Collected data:
PR #19177, opened 2026-02-23
Fix: Cuda Graph + HiCache + Speculative Decoding Working Together were giving Cuda Illegal memory access error.  

PratikNarola1:
Change 1: HiCache Loading Guard for CUDA Graphs

  Files: scheduler.py, schedule_batch.py, forward_batch_info.py, cache_controller.py, hiradix_cache.py

  What: Propagated hicache_consumer_index through the full batch pipeline (ScheduleBatch → ModelWorkerBatch → ForwardBatch) and added checks in all CUDA graph runners to disable graphs when consumer_index >= 0.
  Also added is_loading_in_progress() to catch async loads still running from a previous batch.

  Why: When HiCache loads KV cache from host memory, it allocates new device pages and copies data asynchronously on a separate CUDA stream. During this window, page indices in req_to_token are being updated. If a
  CUDA graph replays and reads half-updated page tables → illegal memory access.

  Why wasn't it done already: The upstream code literally had a TODO comment: # todo (zhiqiang): disable cuda graph execution if hicache loading triggered. The original hicache_consumer_index field existed but was only set during prefill batches, not decode batches. We extended it to decode batches AND added the is_loading_in_progress() check.

  Why other models don't need this: Models without --enable-hierarchical-cache always have consumer_index = -1, so this check is a no-op.

  ---
  Change 2: Memory Relocation Version Tracking

  Files: cache_controller.py, base_prefix_cache.py, radix_cache.py, hiradix_cache.py, allocator.py

  What: Added memory_relocation_version counter to HiCacheController. Incremented only when HiCache actually relocates memory (host→device load, or device eviction). Separate from kv_free_version which increments on every normal free.

  Why: We needed to distinguish "normal KV cache free/alloc" (happens every decode step, safe for CUDA graphs) from "HiCache memory relocation" (changes logical page index mapping). This distinction is what allows
  the last_loc recomputation in eagle_info.py to know when to refresh stale indices.

  Why wasn't it done already: sglang had no version tracking for HiCache relocations at all. The EAGLE code path assumed page indices are stable between operations — which is true without HiCache. HiCache + EAGLE is a very new combination.

  Why other models don't need this: RadixCache (non-hierarchical) returns get_memory_relocation_version() = 0 always. Only HiRadixCache has a real counter.

  ---
  Change 3: last_loc Bounds Clamping + Version-Aware Recomputation

  File: eagle_info.py

  What: In prepare_for_verify():
  1. last_loc.clamp(0, total_slots) — prevents out-of-bounds access, no GPU sync
  2. Check memory_relocation_version before and after alloc_paged_token_slots_extend(). If version changed (HiCache relocated during allocation), recompute last_loc from fresh req_to_token data.

  Why: last_loc reads req_to_token[req_pool_indices, prefix_lens-1] — the last KV cache slot per request. If HiCache evicts/relocates pages between computing last_loc and using it, the value could point to a freed slot. The allocation itself can trigger eviction (need more device pages → evict old ones).

  Why wasn't it done already: Without HiCache, page indices in req_to_token are stable between operations. HiCache introduces asynchronous memory relocation that can invalidate indices mid-operation. This race condition is specific to the alloc → use gap in EAGLE's verify path.

  ---
  Change 4: Draft Attention Backend → FlashInfer

  File: glm5.sh (config only: --speculative-draft-attention-backend flashinfer)

  What: Use FlashInfer instead of NSA for the EAGLE draft model's attention. Target model still uses NSA.

  Why: GLM-5's NSA backend creates NativeSparseAttnMultiStepBackend (2 NSA sub-backends for 3-step draft). The CUDA graph replay path for this multi-step NSA configuration has a latent bug causing illegal memory access. This bug was always present but masked because CUDA graphs were always disabled — the original code used a kv_free_version check that incremented on every free(), so can_run() always returned False. When
  we fixed CUDA graphs to actually run, we exposed this bug.

  Rather than debugging the NSA CUDA graph kernel (deep in the NSA attention implementation), we switch the draft model to FlashInferMLAMultiStepDraftBackend which:
  - Is automatically created for MLA models (GLM-5 uses MLA architecture)
  - Supports page_size=64 and topk=1 (both used by GLM-5)
  - Has a battle-tested CUDA graph implementation
  - Shares the same MLA KV cache format, so draft and target are compatible

  Why wasn't it done already: The --speculative-draft-attention-backend flag exists but is rarely used. Most deployments use the same backend for draft and target. The NSA + EAGLE CUDA graph path was effectively
  dead code — it existed in the codebase but was never reached because can_run() always returned False.

### DIFF
--- a/python/sglang/srt/managers/cache_controller.py
+++ b/python/sglang/srt/managers/cache_controller.py
@@ -96,6 +96,13 @@ class LayerDoneCounter:
         self.producer_index = -1
         self.consumer_index = -1
 
+    def is_loading_in_progress(self) -> bool:
+        """Check if any loading operation is currently in progress."""
+        if self.producer_index < 0:
+            return False
+        # Check if the last producer's finish event has NOT completed
+        return not self.events[self.producer_index].finish_event.query()
+
 
 class CacheOperation:
 
@@ -300,6 +307,10 @@ class HiCacheController:
         self.layer_num = self.mem_pool_device.layer_num
         self.layer_done_counter = LayerDoneCounter(self.layer_num)
         self.mem_pool_device.register_layer_transfer_counter(self.layer_done_counter)
+
+        # Track memory relocations for CUDA graph invalidation
+        # Incremented each time load() allocates new device memory
+        self.memory_relocation_version: int = 0
 
         if write_policy not in [
             "write_through",
@@ -715,6 +726,13 @@ class HiCacheController:
         device_indices = self.mem_pool_device_allocator.alloc(len(host_indices))
         if device_indices is None:
             return None
+
+        # Memory relocated from host to device - increment relocation version
+        self.memory_relocation_version += 1
+        logger.info(
+            f"[HiCache] Load: memory_relocation_version={self.memory_relocation_version}"
+        )
+
         self.load_queue.append(
             CacheOperation(host_indices, device_indices, node_id, priority)
         )
@@ -782,8 +800,25 @@ class HiCacheController:
         )
         return producer_id
 
+    def is_loading_in_progress(self) -> bool:
+        """Check if any hicache loading is currently in progress."""
+        return self.layer_done_counter.is_loading_in_progress()
+
+    def get_memory_relocation_version(self) -> int:
+        """Get current memory relocation version for CUDA graph invalidation.
+
+        Only incremented on actual HiCache memory relocations (load/evict),
+        NOT on every normal free/alloc cycle.
+        """
+        return self.memory_relocation_version
+
     def evict_device(self, device_indices: torch.Tensor) -> int:
         self.mem_pool_device_allocator.free(device_indices)
+        # Memory relocated from device to host - increment relocation version
+        self.memory_relocation_version += 1
+        logger.info(
+            f"[HiCache] Device eviction: memory_relocation_version={self.memory_relocation_version}"
+        )
         return len(device_indices)
 
     def evict_host(self, host_indices: torch.Tensor, backup_only: bool = True) -> int:
--- a/python/sglang/srt/managers/cache_controller.py
+++ b/python/sglang/srt/managers/cache_controller.py
@@ -729,9 +729,6 @@ class HiCacheController:
 
         # Memory relocated from host to device - increment relocation version
         self.memory_relocation_version += 1
-        logger.info(
-            f"[HiCache] Load: memory_relocation_version={self.memory_relocation_version}"
-        )
 
         self.load_queue.append(
             CacheOperation(host_indices, device_indices, node_id, priority)
@@ -816,9 +813,6 @@ class HiCacheController:
         self.mem_pool_device_allocator.free(device_indices)
         # Memory relocated from device to host - increment relocation version
         self.memory_relocation_version += 1
-        logger.info(
-            f"[HiCache] Device eviction: memory_relocation_version={self.memory_relocation_version}"
-        )
         return len(device_indices)
 
     def evict_host(self, host_indices: torch.Tensor, backup_only: bool = True) -> int:
--- a/python/sglang/srt/managers/schedule_batch.py
+++ b/python/sglang/srt/managers/schedule_batch.py
@@ -1435,6 +1435,8 @@ class ScheduleBatch(ScheduleBatchDisaggregationDecodeMixin):
 
     # hicache pointer for synchronizing data loading from CPU to GPU
     hicache_consumer_index: int = -1
+    # Memory relocation version - for invalidating CUDA graphs after HiCache relocates memory
+    hicache_memory_version: int = 0
 
     # Diffusion LLM
     dllm_config: Optional[DllmConfig] = None
@@ -2367,6 +2369,15 @@ class ScheduleBatch(ScheduleBatchDisaggregationDecodeMixin):
         if self.spec_info:
             self.spec_info.merge_batch(other.spec_info)
 
+        # Propagate HiCache fields - use max version (most conservative for CUDA graph invalidation)
+        self.hicache_memory_version = max(
+            self.hicache_memory_version, other.hicache_memory_version
+        )
+        if other.hicache_consumer_index >= 0:
+            self.hicache_consumer_index = max(
+                self.hicache_consumer_index, other.hicache_consumer_index
+            )
+
     def get_model_worker_batch(
         self, seq_lens_cpu_cache: Optional[torch.Tensor] = None
     ) -> ModelWorkerBatch:
@@ -2425,6 +2436,7 @@ class ScheduleBatch(ScheduleBatchDisaggregationDecodeMixin):
             spec_algorithm=self.spec_algorithm,
             spec_info=self.spec_info,
             hicache_consumer_index=self.hicache_consumer_index,
+            hicache_memory_version=self.hicache_memory_version,
             capture_hidden_mode=(
                 CaptureHiddenMode.FULL
                 if self.return_hidden_states
@@ -2618,6 +2630,7 @@ class ModelWorkerBatch:
     # If set, the output of the batch contains the hidden states of the run.
     capture_hidden_mode: CaptureHiddenMode = None
     hicache_consumer_index: int = -1
+    hicache_memory_version: int = 0
 
     # For matryoshka embeddings
     dimensions: Optional[list[int]] = None
--- a/python/sglang/srt/managers/scheduler.py
+++ b/python/sglang/srt/managers/scheduler.py
@@ -2578,11 +2578,21 @@ class Scheduler(
             self.spec_algorithm,
             chunked_req=self.chunked_req,
         )
+        # Always set memory relocation version for CUDA graph invalidation
+        # This tracks all KV cache free operations (request completions, evictions)
+        new_batch.hicache_memory_version = (
+            self.tree_cache.get_memory_relocation_version()
+        )
+
         self.max_prefill_bs = max(self.max_prefill_bs, len(can_run_list))
         if self.enable_hierarchical_cache:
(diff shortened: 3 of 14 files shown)


chenkaiyue:
> Yes @chenkaiyue I had faced same error as well. and yes it should fix it. Could you try out my branch or cherry pick commits and see if it fixes your errors?

@PratikNarola1 OK~ Did you perform stress testing and long-duration testing? I found that this error might only appear once every few hours.

chenkaiyue:
I cherry pick this pr to v0.5.9,  it happend again
`Search for `cudaErrorIllegalAddress' in https://docs.nvidia.com/cuda/cuda-runtime-api/group__CUDART__TYPES.html for more information.
CUDA kernel errors might be asynchronously reported at some other API call, so the stacktrace below might be incorrect.
For debugging consider passing CUDA_LAUNCH_BLOCKING=1
Compile with `TORCH_USE_CUDA_DSA` to enable device-side assertions.

Exception raised from c10_cuda_check_implementation at /pytorch/c10/cuda/CUDAException.cpp:44 (most recent call first):
frame #0: c10::Error::Error(c10::SourceLocation, std::__cxx11::basic_string<char, std::char_traits<char>, std::allocator<char> >) + 0x80 (0x7f5438d91b80 in /usr/local/lib/python3.12/dist-packages/torch/lib/libc10.so)
frame #1: <unknown function> + 0x11fb7 (0x7f54b3166fb7 in /usr/local/lib/python3.12/dist-packages/torch/lib/libc10_cuda.so)
frame #2: c10d::ProcessGroupNCCL::WorkNCCL::finishedGPUExecutionInternal() const + 0x50 (0x7f5439c92fe0 in /usr/local/lib/python3.12/dist-packages/torch/lib/libtorch_cuda.so)
frame #3: c10d::ProcessGroupNCCL::WorkNCCL::isCompleted() + 0x68 (0x7f5439ca26b8 in /usr/local/lib/python3.12/dist-packages/torch/lib/libtorch_cuda.so)
frame #4: c10d::ProcessGroupNCCL::Watchdog::runLoop() + 0x969 (0x7f5439ca68b9 in /usr/local/lib/python3.12/dist-packages/torch/lib/libtorch_cuda.so)
frame #5: c10d::ProcessGroupNCCL::Watchdog::run() + 0xdf (0x7f5439ca882f in /usr/local/lib/python3.12/dist-packages/torch/lib/libtorch_cuda.so)
frame #6: <unknown function> + 0xecdb4 (0x7f5632bb1db4 in /usr/lib/x86_64-linux-gnu/libstdc++.so.6)
frame #7: <unknown function> + 0x9caa4 (0x7f563575baa4 in /usr/lib/x86_64-linux-gnu/libc.so.6)
frame #8: <unknown function> + 0x129c6c (0x7f56357e8c6c in /usr/lib/x86_64-linux-gnu/libc.so.6)

terminate called after throwing an instance of 'c10::DistBackendError'
I0303 23:04:30.833293 792429 real_client.cpp:1807] Time taken for batch_get_into: 1702us, read store: 0us, with memory key count: 256, offload key count: 0
  what():  [PG ID 2 PG GUID 3 Rank 1] Process group watchdog thread terminated with exception: CUDA error: an illegal memory access was encountered
Search for `cudaErrorIllegalAddress' in https://docs.nvidia.com/cuda/cuda-runtime-api/group__CUDART__TYPES.html for more information.
CUDA kernel errors might be asynchronously reported at some other API call, so the stacktrace below might be incorrect.
For debugging consider passing CUDA_LAUNCH_BLOCKING=1
Compile with `TORCH_USE_CUDA_DSA` to enable device-side assertions.

Exception raised from c10_cuda_check_implementation at /pytorch/c10/cuda/CUDAException.cpp:44 (most recent call first):
frame #0: c10::Error::Error(c10::SourceLocation, std::__cxx11::basic_string<char, std::char_traits<char>, std::allocator<char> >) + 0x80 (0x7f5438d91b80 in /usr/local/lib/python3.12/dist-packages/torch/lib/libc10.so)
frame #1: <unknown function> + 0x11fb7 (0x7f54b3166fb7 in /usr/local/lib/python3.12/dist-packages/torch/lib/libc10_cuda.so)
frame #2: c10d::ProcessGroupNCCL::WorkNCCL::finishedGPUExecutionInternal() const + 0x50 (0x7f5439c92fe0 in /usr/local/lib/python3.12/dist-packages/torch/lib/libtorch_cuda.so)
frame #3: c10d::ProcessGroupNCCL::WorkNCCL::isCompleted() + 0x68 (0x7f5439ca26b8 in /usr/local/lib/python3.12/dist-packages/torch/lib/libtorch_cuda.so)
frame #4: c10d::ProcessGroupNCCL::Watchdog::runLoop() + 0x969 (0x7f5439ca68b9 in /usr/local/lib/python3.12/dist-packages/torch/lib/libtorch_cuda.so)
frame #5: c10d::ProcessGroupNCCL::Watchdog::run() + 0xdf (0x7f5439ca882f in /usr/local/lib/python3.12/dist-packages/torch/lib/libtorch_cuda.so)
frame #6: <unknown function> + 0xecdb4 (0x7f5632bb1db4 in /usr/lib/x86_64-linux-gnu/libstdc++.so.6)
frame #7: <unknown function> + 0x9caa4 (0x7f563575baa4 in /usr/lib/x86_64-linux-gnu/libc.so.6)
frame #8: <unknown function> + 0x129c6c (0x7f56357e8c6c in /usr/lib/x86_64-linux-gnu/libc.so.6)

Exception raised from run at /pytorch/torch/csrc/distributed/c10d/ProcessGroupNCCL.cpp:2063 (most recent call first):
frame #0: c10::Error::Error(c10::SourceLocation, std::__cxx11::basic_string<char, std::char_traits<char>, std::allocator<char> >) + 0x80 (0x7f5438d91b80 in /usr/local/lib/python3.12/dist-packages/torch/lib/libc10.so)
frame #1: <unknown function> + 0xe69b51 (0x7f5439c7eb51 in /usr/local/lib/python3.12/dist-packages/torch/lib/libtorch_cuda.so)
frame #2: <unknown function> + 0x951271 (0x7f5439766271 in /usr/local/lib/python3.12/dist-packages/torch/lib/libtorch_cuda.so)
frame #3: <unknown function> + 0xecdb4 (0x7f5632bb1db4 in /usr/lib/x86_64-linux-gnu/libstdc++.so.6)
frame #4: <unknown function> + 0x9caa4 (0x7f563575baa4 in /usr/lib/x86_64-linux-gnu/libc.so.6)
frame #5: <unknown function> + 0x129c6c (0x7f56357e8c6c in /usr/lib/x86_64-linux-gnu/libc.so.6)

Fatal Python error: Aborted

Thread 0x00007ef3cbfff6c0 (most recent call first):
  File "/sgl-workspace/sglang/python/sglang/srt/mem_cache/storage/mooncake_store/mooncake_store.py", line 783 in _put_batch_zero_copy_impl
  File "/sgl-workspace/sglang/python/sglang/srt/mem_cache/storage/mooncake_store/mooncake_store.py", line 599 in batch_set_v1
  File "/sgl-workspace/sglang/python/sglang/srt/managers/cache_controller.py", line 1045 in _page_set_zero_copy
  File "/sgl-workspace/sglang/python/sglang/srt/managers/cache_controller.py", line 1075 in _page_backup
  File "/sgl-workspace/sglang/python/sglang/srt/managers/cache_controller.py", line 1101 in backup_thread_func
  File "/usr/lib/python3.12/threading.py", line 1010 in run
  File "/usr/lib/python3.12/threading.py", line 1073 in _bootstrap_inner
  File "/usr/lib/python3.12/threading.py", line 1030 in _bootstrap

Thread 0x00007eef1bffe6c0 (most recent call first):
  File "/sgl-workspace/sglang/python/sglang/srt/mem_cache/storage/mooncake_store/mooncake_store.py", line 788 in _get_batch_zero_copy_impl
  File "/sgl-workspace/sglang/python/sglang/srt/mem_cache/storage/mooncake_store/mooncake_store.py", line 547 in batch_get_v1
  File "/sgl-workspace/sglang/python/sglang/srt/managers/cache_controller.py", line 823 in _page_get_zero_copy
  File "/sgl-workspace/sglang/python/sglang/srt/managers/cache_controller.py", line 870 in _page_transfer
  File "/sgl-workspace/sglang/python/sglang/srt/managers/cache_controller.py", line 891 in prefetch_io_aux_func`

xiezhq-hermann:
Thanks for the PR! A few points to help move this forward:

1. Race condition framing. Could you clarify the specific race you're describing for "page indices in req_to_token"? My understanding is that a HiCache load doesn't mutate existing page-table entries — it allocates new device pages, and the indices are written into req_to_token synchronously in prepare_for_extend before the forward pass is dispatched. The async work on the HiCache stream is the KV-value copy into those already-allocated slots. The wait_event is used during prefill only, therefore should not interference with decoding cuda graph replay.

2. Please split HiCache + EAGLE into its own PR. Changes 2 and 3 (memory relocation version tracking + last_loc clamp/recompute) are a distinct problem from the CUDA-graph guard in Change 1, and mixing them makes review and future git-archaeology harder. A focused PR also gives us room to properly discuss the last_loc fix — the clamp especially needs its own justification, since clamping an index that "shouldn't" be out of bounds risks masking the underlying bug rather than fixing it.

3. Same as above — let's keep the EAGLE-path fixes isolated so we can reason about the alloc-triggered-eviction race on its own terms.

4. Draft attention backend switch should be a separate PR too. Change 4 is a config-level workaround for a latent NSA multi-step CUDA-graph bug, not a fix for the HiCache issue. Please pull it out and, ideally, file a tracking issue for the NSA bug with a repro so it doesn't get silently buried.

xiezhq-hermann:
deprecated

## ASSIGNMENT
Count every line of the entries that holds the string "LayerDoneCounter". Please answer with the count alone.

## SOLUTION FOR THIS TASK
2